PR #1301, opened 2023-06-05
refactor(ConfigService): Move and rename sortClassmateUserInfosAlphabeticallyByNameHelper()

### LINKED ISSUE #1250: refactor(ConfigService): Move sortClassmateUserInfosAlphabeticallyByNameHelper()
This function is not using any data/functions in ConfigService and can be moved into its own file (user.ts?). Come up with a shorter name?

breity:
## Changes
Moved function to `user.ts` and renamed to shorten and better identify as a comparator function.

## Test
- Make sure that apps (VLE, Teacher Tools, Authoring) still work as before and that `ConfigService.classmateUserInfos` is sorted by username once config is retrieved.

__TRY IT__: Reproduce each record exactly as written above.

__RESPONSE AREA__:
PR #1301, opened 2023-06-05
refactor(ConfigService): Move and rename sortClassmateUserInfosAlphabeticallyByNameHelper()

### LINKED ISSUE #1250: refactor(ConfigService): Move sortClassmateUserInfosAlphabeticallyByNameHelper()
This function is not using any data/functions in ConfigService and can be moved into its own file (user.ts?). Come up with a shorter name?

breity:
## Changes
Moved function to `user.ts` and renamed to shorten and better identify as a comparator function.

## Test
- Make sure that apps (VLE, Teacher Tools, Authoring) still work as before and that `ConfigService.classmateUserInfos` is sorted by username once config is retrieved.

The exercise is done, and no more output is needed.